I would suggest you to find a good tutorial to better understand how you're supposed to deal with this kind of behaviors in C++ .
EDIT from comments: delete will delete the data pointed-by the pointer you're trying to delete. If you want to define the same variable one after the other you should define the first in a block-scoped section in this way
{
MyClass* A;
}
MyClass* A;
In this way, the inner-defined MyClass* A
will be lost after the exit from the scope and you can define it in the outer scope.
Even if this is actually possible, I would suggest you don't do that to enhance code readability.
Upvotes: 2
Reputation: 27
In the first example you're creating 2 variables of type MyClass
with the same name inside the same scope
, so evidently you're getting a redefinition error.
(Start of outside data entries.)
PR #3252, opened 2024-03-19
shader: replaced std map by std array to store shader code in convert_gxp_usse_to_spirv

blackbird806:
The std map seems unnecessary here and can safely be replaced by std array. Doing so will avoid unnecessary dynamic allocations and more expensive iterations/lookups.

### DIFF
--- a/vita3k/shader/include/shader/usse_types.h
+++ b/vita3k/shader/include/shader/usse_types.h
@@ -436,7 +436,7 @@ struct ProgramInput {
 };
 
 enum class ShaderPhase {
-    SampleRate, // Secondary phase
+    SampleRate = 0, // Secondary phase
     Pixel, // Primary phase
 
     Max,
--- a/vita3k/shader/include/shader/usse_types.h
+++ b/vita3k/shader/include/shader/usse_types.h
@@ -436,7 +436,7 @@ struct ProgramInput {
 };
 
 enum class ShaderPhase {
-    SampleRate = 0, // Secondary phase
+    SampleRate, // Secondary phase
     Pixel, // Primary phase
 
     Max,
--- a/vita3k/shader/src/usse_translator_entry.cpp
+++ b/vita3k/shader/src/usse_translator_entry.cpp
@@ -25,7 +25,6 @@
 #include <shader/usse_translator_types.h>
 #include <util/log.h>
 
-#include <map>
 #include <optional>
 
 namespace shader::usse {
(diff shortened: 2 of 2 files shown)


vita3k/shader/include/shader/usse_types.h
```diff
@@ -436,7 +436,7 @@ struct ProgramInput {
 };
 
 enum class ShaderPhase {
-    SampleRate, // Secondary phase
+    SampleRate = 0, // Secondary phase
```
Macdu, line 439:
```suggestion
    SampleRate, // Secondary phase
```
No need for the = 0, enum fields start by default at 0. Usually one sets a specific value for an enum field when it's not the expected one.

Macdu (commented):
Indeed, using a map here is completely unnecessary (although talking about unnecessary stuff, I would advise you not to look to much at the gui code).

vita3k/shader/include/shader/usse_types.h
blackbird806: It's an habit of mine to explicit at lest the first enum value when some code relies on it but ye that's purely stylistic.

vita3k/shader/src/usse_translator_entry.cpp
```diff
@@ -1078,13 +1077,13 @@ void convert_gxp_usse_to_spirv(spv::Builder &b, const SceGxmProgram &program, co
     const uint64_t *secondary_program_start = program.secondary_program_start();
     const uint64_t *secondary_program_end = program.secondary_program_end();
 
-    std::map<ShaderPhase, std::pair<const std::uint64_t *, std::uint64_t>> shader_code;
+    std::array<std::pair<const std::uint64_t *, std::uint64_t>, (size_t)ShaderPhase::Max> shader_code;
```
Macdu, line 1080:
```suggestion
    std::array<std::pair<const std::uint64_t *, std::uint64_t>, (size_t)ShaderPhase::Max> shader_code{};
```
Without this, the content of the array is undefined, which will likely lead to a crash if one of the two phases is not defined.

blackbird806: well the whole array is filled in the code below so this shouldn't matter.

Macdu: Indeed, my bad

Macdu (approved):
lgtm

PR #3254, opened 2024-03-19
shader: Improve signed integer normalization

Macdu:
There are two main ways used by GPU to normalize and un-normalize signed integers, each with its pros and cons.
This is why signed integer normalization is implemented by Vita3K's shader recompiler... in a third way that is both really inefficient performance wise and just wrong.

I corrected this to match the behavior of a real PS Vita GPU. I also fixed the range from the fx10 type (from my testing on Killzone, fx10 fixed range is actually [-2,2])


Macdu:
I usually only update the shader cache version if using old shaders with a newer version would cause the emulator to crash or big graphical glitches, which isn't the case here.

bookmist (approved):

PR #3255, opened 2024-03-21
gui/settings dialog: Fix allow using surface sync on ogl.

Zangetsu38:
# About
- fix one mistake causing imposible enable surface sync in ogl.


Macdu (approved):
indeed, my bad

PR #3259, opened 2024-03-23
.github: push builds to store repository

nishinji:
~~Vita3K can run more games and regressions are not unusual for now, it is better to retain past builds.
Looking at PCSX2, there does not appear to be a capacity limit on releases.
Release looks like this.
image
If you do not want a large number of releases created, i can change code to have a release created when a tag is created.~~

Edited: To avoid makeing dirty the main repository, changed approach to push builds to store repository(https://github.com/Vita3K/Vita3K-builds)
we can also create a release there, maybe need to give push permission for token.

### DIFF
--- a/.github/workflows/c-cpp.yml
+++ b/.github/workflows/c-cpp.yml
@@ -234,3 +234,16 @@ jobs:
         env:
           GITHUB_TOKEN: ${{ secrets.GITHUB_TOKEN }}
 
+      - name: Push to store repository
+        uses: cpina/github-action-push-to-another-repository@main
+        env:
+          SSH_DEPLOY_KEY: ${{ secrets.SSH_DEPLOY_KEY }}
+        with:
+          source-directory: artifacts/
+          destination-github-username: 'Vita3K'
+          destination-repository-name: 'Vita3K-builds'
+          target-branch: master
+          target-directory: Builds/
+          commit-message: "Build: ${{ env.Build_Variable }}"
+          user-name: github-actions[bot]
+          user-email: github-actions[bot]@users.noreply.github.com


Zangetsu38:
little problem, missing this for auto updated in vita3k
image

nishinji:
> little problem, missing this for auto updated in vita3k image

Build number is provided in release title.
I can't understand what you asking.

Zangetsu38:
auto updated get broken with this code
It using description of release for get build number
exactly like is on current, with looking second line and take number after Vita3K Build:

nishinji:
The action I am trying to use does not seem to support the changes of the release notes(and I don't think the current one is user friendly). 🙃
Could you please change the code for the update?
And yes, we need to change the code for bot and website.

Zangetsu38:
is not possible adding description like current ? 🤔 
commit source and etc is very better compare here, more proper

Macdu:
@nishinji @Zangetsu38 is this PR ready to be merged?

nishinji:
I think yes, but i want to prepare the Vita3K-Builds repository(update readme, create release workflow, switch new branch), could you give me write access to it?

nishinji:
OK, I think it's ready.
Let's hope it will work property.

Macdu:
Are you sure about this?
secrets.GITHUB_TOKEN only grants right for the current repository. I'm pretty sure if you want to act on another repository, you need to specify either a SSH key or an API token with more privileges.

nishinji:
> Are you sure about this? secrets.GITHUB_TOKEN only grants right for the current repository. I'm pretty sure if you want to act on another repository, you need to specify either a SSH key or an API token with more privileges.

You are right. I can't do anything about that part, please add SSH key following document (https://cpina.github.io/push-to-another-repository-docs/setup-using-ssh-deploy-keys.html#setup-ssh-deploy-keys).

Macdu (approved):
Ok, I added the ssh key, let's see if it works

PR #3263, opened 2024-03-28
compat: Fixed issue count discrepancy after update.

Zangetsu38:
# About
- Fix issue detected by @nishinji, causing issue count is all time on 0 when update it.


Macdu (approved):
Fine... although the main issue is that `load_app_compat_db` can call `update_app_compat_db` and `update_app_compat_db` can call `load_app_compat_db` which is really confusing and causes this kind of errors.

In the second example the same occurs only that now the variables are pointers to MyClass
, deleting them only frees the memory to which they were pointing at but the pointers still exist.
Finally in the for
loop example you're constantly creating and destroying a 'MyClass` variable at every iteration of the loop, so no variables with the same name ever exist under the same scope.